(Items from a dataset)

Issue #7174, opened 2019-05-03
Resend network requests on ContentReSendError


ckamm:
Now that https://codereview.qt-project.org/#/c/254111/ is merged and will apear in Qt 5.12.4 we can prepare the client by catching the error and doing a manual resend. This will allow us to re-enable HTTP2 support once that Qt is available.

ogoffart:
(moved to 2.6.1 since Qt 5.12.4 is not yet released)

ckamm:
This is extremely hard to test, to the point where I would skip it. One needs to run with 5.12.4 and have a server that's enabled for http2 and sends GOAWAY frames in the way that triggers the Qt bug that used to exist.

HanaGemela:
@ckamm How come all the platforms are using different version of Qt? 
macOS uses 5.12.1
Window uses Qt 5.12.4
Ubuntu uses Qt 5.12.2

Does this need testing on lower version than 5.12.4?

ckamm:
@HanaGemela I don't know the exact reason. (@dschmidt ?)

This enhancement can only be tested with Qt >=5.12.4, can't test it with an earlier version.

HanaGemela:
@ckamm does that mean that the client with Qt 5.12.4 has HTTP2 enabled by default? 
What if I'll connect it to the server that does not support it?
Do you know how to send GOAWAY frames in the way that triggers the Qt bug?

ckamm:
@HanaGemela Yes, a 2.6.0 client with Qt >= 5.12.4 will check whether a server supports http2 and use it if possible. If the server doesn't support it will work as before.

GOAWAY: I think this nginx config triggered the issue, but only sometimes:
```
http2_max_concurrent_streams 2;
http2_max_requests 2;
http2_idle_timeout 3m;
```

HanaGemela:
Closing as exact steps to recreate are not known.

guruz:
> @ckamm How come all the platforms are using different version of Qt?

The Qt version is defined by the build systems not by the client source code :-)
We try to get this all to 5.12.4 though

guruz:
@ckamm Please evaluate https://codereview.qt-project.org/c/qt/qtbase/+/272754 when you have the time..

PR #7227, opened 2019-06-06
Http2: Resend requests on ContentReSend error 

ckamm:
Since Qt does not yet transparently resend HTTP2 requests in some cases
we do it manually.

The test showed a problem where the initial non-200 reply would close
the target temporary file and the follow-up request couldn't store any
data. Removing that close() call is safe because there also is a
_saveBodyToFile flag that guards writes to the target file.

For #7174

### DIFF
--- a/src/libsync/abstractnetworkjob.cpp
+++ b/src/libsync/abstractnetworkjob.cpp
@@ -53,7 +53,6 @@ AbstractNetworkJob::AbstractNetworkJob(AccountPtr account, const QString &path, 
     , _ignoreCredentialFailure(false)
     , _reply(0)
     , _path(path)
-    , _redirectCount(0)
 {
     // Since we hold a QSharedPointer to the account, this makes no sense. (issue #6893)
     ASSERT(account != parent);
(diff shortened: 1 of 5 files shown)


src/libsync/abstractnetworkjob.cpp
```diff
@@ -164,6 +164,27 @@ void AbstractNetworkJob::slotFinished()
...
+        }
+        sendRequest(
+            verb,
+            _reply->request().url(),
+            _reply->request(),
+            _requestBody);
+        return;
+    }
+
     if (_reply->error() != QNetworkReply::NoError) {
```
ogoffart: The previous chunk of code could be moved in this block, maybe

src/libsync/abstractnetworkjob.cpp
```diff
@@ -164,6 +164,27 @@ void AbstractNetworkJob::slotFinished()
         qCWarning(lcNetworkJob) << "SslHandshakeFailedError: " << errorString() << " : can be caused by a webserver wanting SSL client certificates";
     }
 
+    // Qt doesn't yet transparently resend HTTP2 requests, do so here
+    QByteArray verb = requestVerb(*reply());
+    if (_reply->error() == QNetworkReply::ContentReSendError
+        && _reply->attribute(QNetworkRequest::HTTP2WasUsedAttribute).toBool()
+        && (!_requestBody || _requestBody->isSequential())
+        && !verb.isEmpty()) {
```
ogoffart: Should we also not increment and check _redirectCount (or another variable) in case there is a problem with Qt or the server that causes QNetworkReply::ContentReSendError to be send over and over again.

src/libsync/propagatedownload.cpp
```diff
@@ -176,7 +172,6 @@ void GETFileJob::slotMetaDataChanged()
         // Disable the buffer limit, as we don't limit the bandwidth for error messages.
         // (We are only going to do a readAll() at the end.)
         reply()->setReadBufferSize(0);
-        _device->close();
```
ogoffart: Is that safe? 

As the comment say, we do not want to write to the file because we need to keep the data for error reporting.

src/libsync/abstractnetworkjob.cpp
ckamm: I don't want to do it because it'd increase nesting unnecessarily.

src/libsync/abstractnetworkjob.cpp
ckamm: Yes, definitely!

src/libsync/propagatedownload.cpp
ckamm: See commit message: I think it's safe because there's an extra `_saveBodyToFile` flag that's only set to true if `slotMetaDataChanged` doesn't detect any error.

ckamm:
Failures look unrelated, merging.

> Aim of the task
Repeat all the data, every line exactly.

> Answer area
Issue #7174, opened 2019-05-03
Resend network requests on ContentReSendError


ckamm:
Now that https://codereview.qt-project.org/#/c/254111/ is merged and will apear in Qt 5.12.4 we can prepare the client by catching the error and doing a manual resend. This will allow us to re-enable HTTP2 support once that Qt is available.

ogoffart:
(moved to 2.6.1 since Qt 5.12.4 is not yet released)

ckamm:
This is extremely hard to test, to the point where I would skip it. One needs to run with 5.12.4 and have a server that's enabled for http2 and sends GOAWAY frames in the way that triggers the Qt bug that used to exist.

HanaGemela:
@ckamm How come all the platforms are using different version of Qt? 
macOS uses 5.12.1
Window uses Qt 5.12.4
Ubuntu uses Qt 5.12.2

Does this need testing on lower version than 5.12.4?

ckamm:
@HanaGemela I don't know the exact reason. (@dschmidt ?)

This enhancement can only be tested with Qt >=5.12.4, can't test it with an earlier version.

HanaGemela:
@ckamm does that mean that the client with Qt 5.12.4 has HTTP2 enabled by default? 
What if I'll connect it to the server that does not support it?
Do you know how to send GOAWAY frames in the way that triggers the Qt bug?

ckamm:
@HanaGemela Yes, a 2.6.0 client with Qt >= 5.12.4 will check whether a server supports http2 and use it if possible. If the server doesn't support it will work as before.

GOAWAY: I think this nginx config triggered the issue, but only sometimes:
```
http2_max_concurrent_streams 2;
http2_max_requests 2;
http2_idle_timeout 3m;
```

HanaGemela:
Closing as exact steps to recreate are not known.

guruz:
> @ckamm How come all the platforms are using different version of Qt?

The Qt version is defined by the build systems not by the client source code :-)
We try to get this all to 5.12.4 though

guruz:
@ckamm Please evaluate https://codereview.qt-project.org/c/qt/qtbase/+/272754 when you have the time..

PR #7227, opened 2019-06-06
Http2: Resend requests on ContentReSend error 

ckamm:
Since Qt does not yet transparently resend HTTP2 requests in some cases
we do it manually.

The test showed a problem where the initial non-200 reply would close
the target temporary file and the follow-up request couldn't store any
data. Removing that close() call is safe because there also is a
_saveBodyToFile flag that guards writes to the target file.

For #7174

### DIFF
--- a/src/libsync/abstractnetworkjob.cpp
+++ b/src/libsync/abstractnetworkjob.cpp
@@ -53,7 +53,6 @@ AbstractNetworkJob::AbstractNetworkJob(AccountPtr account, const QString &path, 
     , _ignoreCredentialFailure(false)
     , _reply(0)
     , _path(path)
-    , _redirectCount(0)
 {
     // Since we hold a QSharedPointer to the account, this makes no sense. (issue #6893)
     ASSERT(account != parent);
(diff shortened: 1 of 5 files shown)


src/libsync/abstractnetworkjob.cpp
```diff
@@ -164,6 +164,27 @@ void AbstractNetworkJob::slotFinished()
...
+        }
+        sendRequest(
+            verb,
+            _reply->request().url(),
+            _reply->request(),
+            _requestBody);
+        return;
+    }
+
     if (_reply->error() != QNetworkReply::NoError) {
```
ogoffart: The previous chunk of code could be moved in this block, maybe

src/libsync/abstractnetworkjob.cpp
```diff
@@ -164,6 +164,27 @@ void AbstractNetworkJob::slotFinished()
         qCWarning(lcNetworkJob) << "SslHandshakeFailedError: " << errorString() << " : can be caused by a webserver wanting SSL client certificates";
     }
 
+    // Qt doesn't yet transparently resend HTTP2 requests, do so here
+    QByteArray verb = requestVerb(*reply());
+    if (_reply->error() == QNetworkReply::ContentReSendError
+        && _reply->attribute(QNetworkRequest::HTTP2WasUsedAttribute).toBool()
+        && (!_requestBody || _requestBody->isSequential())
+        && !verb.isEmpty()) {
```
ogoffart: Should we also not increment and check _redirectCount (or another variable) in case there is a problem with Qt or the server that causes QNetworkReply::ContentReSendError to be send over and over again.

src/libsync/propagatedownload.cpp
```diff
@@ -176,7 +172,6 @@ void GETFileJob::slotMetaDataChanged()
         // Disable the buffer limit, as we don't limit the bandwidth for error messages.
         // (We are only going to do a readAll() at the end.)
         reply()->setReadBufferSize(0);
-        _device->close();
```
ogoffart: Is that safe? 

As the comment say, we do not want to write to the file because we need to keep the data for error reporting.

src/libsync/abstractnetworkjob.cpp
ckamm: I don't want to do it because it'd increase nesting unnecessarily.

src/libsync/abstractnetworkjob.cpp
ckamm: Yes, definitely!

src/libsync/propagatedownload.cpp
ckamm: See commit message: I think it's safe because there's an extra `_saveBodyToFile` flag that's only set to true if `slotMetaDataChanged` doesn't detect any error.

ckamm:
Failures look unrelated, merging.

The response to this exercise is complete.